План заключался в том, что небольшой отряд под началом Жана Батиста Маршана скрытно выступит на восток из Габона, причем французские предводители экспедиции должны были при необходимости выдавать себя за путешественников, изучающих перспективы торговли в тех местах. Этот отряд должен был «застолбить» Фашоду до того, как англичане прознают об их намерениях. Кажется, французы надеялись прямо на месте отыскать потенциальных союзников – возможно, даже наладить отношения с Махди и его войском в Судане. Это, в свою очередь, могло послужить поводом для международной конференции, которая определила бы границы в районе Верхнего Нила и снова открыла бы вопрос о контроле над Египтом. К несчастью для французов, все пошло хуже некуда. Во-первых, начало экспедиции по множеству причин откладывалось, и Маршан отправился в путь только в марте 1897 г. Во-вторых, французское колониальное лобби и близкие к нему газеты открыто обсуждали перспективы похода и даже любезно публиковали карты задолго до того, как экспедиция тронулась с места. У англичан, естественно, была масса времени на подготовку должного ответа. Маршан еще был в Браззавиле, а британское правительство уже выступило с предупреждением, заявив, что продвижение французов в сторону Нила будет воспринято как недружественный акт[370]370
  Eubank, «The Fashoda Crisis Re-examined», 145–8.


[Закрыть]
. В-третьих, император Менелик, правитель независимой Эфиопии, обещавший пропустить французские отряды с востока на помощь Маршану, не сдержал своего слова и вместо этого заставил французов сделать огромный крюк[371]371
  Andrew, Théophile Delcassé, 45.


[Закрыть]
.

Маршан с еще семью французскими офицерами и ста двадцатью сенегальскими солдатами пробирался через Африку полтора года. Носильщики, которых порой силой набирали из местных племен по пути, тащили огромные запасы, включая десять тонн риса, пять тонн солонины, тонну кофе и 1300 литров красного вина и шампанского (последним предполагалось отметить успех похода). Экспедиция располагала также некоторым количеством боеприпасов и даже небольшим речным пароходом, который приходилось нести в разобранном виде, – однажды его переправили на расстояние в 120 километров через буш. Кроме того, были припасены и подарки для аборигенов, которые, впрочем, обычно разбегались при виде чужаков, так что шестнадцать тонн разноцветных бус и 70 тыс. метров цветной ткани по большей части остались невостребованными. У путешественников также имелось механическое пианино, французский флаг и семена овощей[372]372
  Tombs and Tombs, That Sweet Enemy, 428–9; Roberts, Salisbury, 702; Eubank, «The Fashoda Crisis Re-examined», 146–7.


[Закрыть]
.

В конце лета 1898 г. экспедиция Маршана приблизилась к Нилу и Фашоде. К этому времени англичанам уже были хорошо известны как маршрут французов, так и их намерения. Пока последние укреплялись в селении, Британия уже выслала из Египта экспедиционный корпус под началом генерала Горацио Герберта Китченера, которому было приказано вернуть Судан под английское владычество. Эту армию в качестве военного корреспондента сопровождал молодой Уинстон Черчилль. 2 сентября при Омдурмане (на подступах к Хартуму) англо-египетские войска нанесли сокрушительное поражение махдистам. После этого Китченер вскрыл запечатанные пакеты с приказами из Лондона и обнаружил, что ему нужно было двинуться на юг к Фашоде и там убедить французов уйти. 18 сентября он прибыл в этот пункт с пятью канонерскими лодками и отрядом достаточно сильным, чтобы уверенно подавить французов числом.

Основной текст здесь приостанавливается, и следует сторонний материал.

PR #306, opened 2024-09-03
3D Volume initialization from numpy

steinraf:
## Category

- [ ] New feature
- [X] Bugfix
- [ ] Breaking change
- [ ] Refactoring
- [ ] Documentation
- [ ] Other (please explain)

## Description

The current Volume.load_from_numpy method mistakenly initializes a 1D numpy array with values `(target_shape[0], target_shape[1], target_shape[2], 3)` instead of that shape.

## Changelog

- In case bg_value is multidimensional, correctly initialize an array filled by the bg_value
- Adding a test which is not passed by the original version
- Running ruff format 

- [X] Do you agree to the terms under which contributions are accepted as described in Section 9 the Warp [License](https://github.com/NVIDIA/warp/blob/main/LICENSE.md)?
- [X] Have you read the [Contributor Guidelines](https://github.com/NVIDIA/warp/blob/main/CONTRIBUTING.md)?
- [X] Have you written any new necessary tests?
- [ ] Have you added or updated any necessary documentation?
- [ ] Have you added any files modified by compiling Warp and building the documentation to this PR (.e.g. `stubs.py`, `functions.rst`)?
- [X] Does your code pass `ruff check` and `ruff format --check`?

### DIFF
--- a/warp/tests/test_volume.py
+++ b/warp/tests/test_volume.py
@@ -63,11 +63,7 @@ def test_volume_sample_linear_f(volume: wp.uint64, points: wp.array(dtype=wp.vec
         return  # not testing against background values
 
     expect_near(wp.volume_sample_f(volume, p, wp.Volume.LINEAR), expected, 2.0e-4)
-    expect_near(
-        wp.volume_sample(volume, p, wp.Volume.LINEAR, dtype=wp.float32),
-        expected,
-        2.0e-4,
-    )
+    expect_near(wp.volume_sample(volume, p, wp.Volume.LINEAR, dtype=wp.float32), expected, 2.0e-4)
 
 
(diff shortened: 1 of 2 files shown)


shi-eric:
Thanks @steinraf. It seems like your pull request makes a lot of unrelated formatting changes, perhaps from a code editor setting that adds trailing commas everywhere, or maybe a max-line-length setting. Can you please update your pull request so that it only has the changes relevant for your bugfix?

gdaviet:
Thanks @steinraf, this is indeed a bug and the fix looks good to me!
Ideally we would also verify the sampled values in the test, but it looks like the exsiting `test_volume_from_numpy` was not doing that either, so that's something we can add on our side

PR #327, opened 2024-10-10
Fixes a bug when assigning a function to an intermediate variable

mehdiataei:
## Category

- [ ] New feature
- [x] Bugfix
- [ ] Breaking change
- [ ] Refactoring
- [ ] Documentation
- [ ] Other (please explain)

## Description

Fixes a bug when assigning a function to an intermediate variable. Warp's code generator currently doesn't handle this pattern correctly. When a function is returned, the code generator replaces the expression with a special AST node (`ast.Name`) with an identifier `__warp_func__` and attaches the actual function object to it using an attribute `warp_func`.

In the example repro below from the doc, when the code generator later encounters the name `func` in `output[tid] = func(a, b)`, it tries to resolve `func` but fails because it doesn't find `__warp_func__` in its symbol table, leading to the error.

**NOTE: All tests pass, including the newly added test. However, please review carefully. Fingers crossed my tweaks don't unleash chaos.**

```python
import warp as wp

@wp.func
def do_add(a: float, b: float):
    return a + b

@wp.func
def do_sub(a: float, b: float):
    return a - b

@wp.func
def do_mul(a: float, b: float):
    return a * b

op_handlers = {
    "add": do_add,
    "sub": do_sub,
    "mul": do_mul,
}

inputs = wp.array([[1, 2], [3, 0]], dtype=wp.float32)
outputs = wp.empty(2, dtype=wp.float32)

for op in op_handlers.keys():

    @wp.kernel
    def operate(input: wp.array(dtype=inputs.dtype, ndim=2), output: wp.array(dtype=wp.float32)):
        tid = wp.tid()
        a, b = input[tid, 0], input[tid, 1]
        # retrieve the right function to use for the captured dtype variable
        output[tid] = wp.static(op_handlers[op])(a, b) # this works (as per the docs)
        # ERROR: But below does not work unexpectedly (even though it should be equivalent)
        # func = wp.static(op_handlers[op])
        # output[tid] = func(a, b) # this does not work

    wp.launch(operate, dim=2, inputs=[inputs], outputs=[outputs])

print(outputs.numpy())
```

## Changelog

- Allow functions to be correctly assigned to variables in Warp kernels.

- [x] Do you agree to the terms under which contributions are accepted as described in Section 9 the Warp [License](https://github.com/NVIDIA/warp/blob/main/LICENSE.md)?
- [x] Have you read the [Contributor Guidelines](https://github.com/NVIDIA/warp/blob/main/CONTRIBUTING.md)?
- [x] Have you written any new necessary tests?
- [ ] Have you added or updated any necessary documentation?
- [x] Have you added any files modified by compiling Warp and building the documentation to this PR (.e.g. `stubs.py`, `functions.rst`)?
- [x] Does your code pass `ruff check` and `ruff format --check`?

### DIFF
--- a/warp/codegen.py
+++ b/warp/codegen.py
@@ -1659,6 +1659,9 @@ class Adjoint:
         # lookup symbol, if it has already been assigned to a variable then return the existing mapping
         if node.id in adj.symbols:
             return adj.symbols[node.id]
+        # Check if the node has a warp_func attribute
+        if hasattr(node, 'warp_func'):
+            return node.warp_func
 
         obj = adj.resolve_external_reference(node.id)
 
@@ -2323,6 +2326,18 @@ class Adjoint:
                 raise WarpCodegenError(
                     "Tuple constructs are not supported in kernels. Use vectors like `wp.vec3()` for small collections instead."
                 )
+            elif isinstance(lhs, ast.Name):
+                # symbol name
+                name = lhs.id
+
+                # evaluate rhs
+                rhs = adj.eval(node.value)
+
+                # Check if rhs is a function object
+                if isinstance(rhs, warp.context.Function):
+                    # Assign the function directly to the symbol table
+                    adj.symbols[name] = rhs
+                    return
 
         # handle the case where we are assigning multiple output variables
         if isinstance(lhs, ast.Tuple):
--- a/warp/codegen.py
+++ b/warp/codegen.py
@@ -1660,7 +1660,7 @@ class Adjoint:
         if node.id in adj.symbols:
             return adj.symbols[node.id]
         # Check if the node has a warp_func attribute
-        if hasattr(node, 'warp_func'):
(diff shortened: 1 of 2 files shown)


shi-eric:
This is addressed by 8204312f165495aeda3352d2cf11b991eca79c4f.

The landed change covers the function-local binding bug described here and extends the fix beyond this PR: direct `@wp.func` locals, `wp.static(...)` returning a function, `wp.grad(f)` where `f` is function-valued, clear errors for unsupported rebinding, and module dependency tracking for functions bound through locals.

Test coverage was added for:
- `warp/tests/test_codegen.py`: direct function locals, static function locals, gradients through function locals, and unsupported rebinding cases.
- `warp/tests/test_reload.py`: module references through local-bound functions, including tuple binding.

Since the fix is now on `main` and this PR is stale/dirty against the current code layout, closing this as redundant.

Непосредственно в этом районе между сторонами сложились вполне дружеские отношения. На англичан произвело впечатление то, с каким комфортом устроились их коллеги, которые разбили клумбы с цветами и даже посадили овощи, включая зеленую стручковую фасоль. Французы же были счастливы получить свежие газеты с родины, хотя и были потрясены, узнав о «деле Дрейфуса», которое как раз в это время раскололо Францию. Один из членов экспедиции даже сказал: «Всего через час после того, как мы взглянули на страницы французских газет, мы все уже дрожали и плакали». Китченер предложил Маршану виски с содовой, и тот впоследствии заметил: «Одной из величайших жертв, которые я когда-либо приносил ради моей страны, было то, что я вообще решился выпить эту ужасную мутную жидкость». Французы в ответ преподнесли англичанам теплого шампанского, а затем обе стороны вежливо, но твердо заявили свои права на окружающую территорию и отказались отвести войска[373]373
  Tombs, 126.


[Закрыть]
.

Известие об этом противостоянии устремилось на север посредством пароходов и телеграфных линий. При этом реакция в Париже и в Лондоне была далеко не такой трезвой, как непосредственно на месте событий. Конечно, для Англии и Франции конфронтация из-за Фашоды была дополнительно отягощена воспоминаниями об их долгой общей истории. Гастингс, Азенкур, Креси, Трафальгар, Ватерлоо, Вильгельм Завоеватель, Жанна д'Арк, Людовик XIV, Наполеон… Все это создавало в общественном мнении по обе стороны Канала образы «вероломной Англии» и, соответственно, «коварной Франции». Фашода вновь напомнила всем о шедшей еще с XVI в. долгой борьбе этих двух стран за мировое господство. В борьбе за колониальные владения британские и французские войска сражались друг с другом повсюду от реки Св. Лаврентия до полей Бенгалии. Старое соперничество совсем недавно возродилось из-за событий в Египте и всюду на территории распадающейся Османской империи. Две державы сталкивались и в Азии, где Французский Индокитай и Британская Индия разделялись лишь пока еще независимым государством Сиам. Не осталась в стороне и Африка, а в Индийском океане камнем преткновения стал остров Мадагаскар, который, вопреки британским протестам, французы захватили в 1896 г. Когда осенью 1898 г. начался фашодский кризис, французские газеты выходили с заголовками «Не уступать Англии!», а английская пресса предупреждала, что Британия больше не будет терпеть «французские трюки». «Если мы поддадимся сейчас, – писала The Daily Mail, – то назавтра нас ожидают лишь еще более нелепые требования»[374]374
  Thompson, Northcliffe, 55–7.


[Закрыть]
.

Правительства обеих стран развили большую закулисную активность и на всякий случай подготавливались даже планы военных действий. Англичане рассматривали перспективы атаки на французскую военно-морскую базу в Бресте и привели свой Средиземноморский флот в боевую готовность. Томас Баркли, выдающийся английский журналист и предприниматель, услышал в Париже слухи о том, что мэры городов на побережье Канала получили распоряжение предоставить здания церквей под госпитали. Баркли также написал для местной англоязычной газеты статью о том, что могло ожидать англичан, оказавшихся во Франции после начала войны. Британский посол в Париже предупреждал свое руководство о возможном во Франции военном перевороте против и без того шатавшегося правительства – если бы военные взяли власть в свои руки, то они могли бы решиться на войну с Англией, чтобы сплотить нацию.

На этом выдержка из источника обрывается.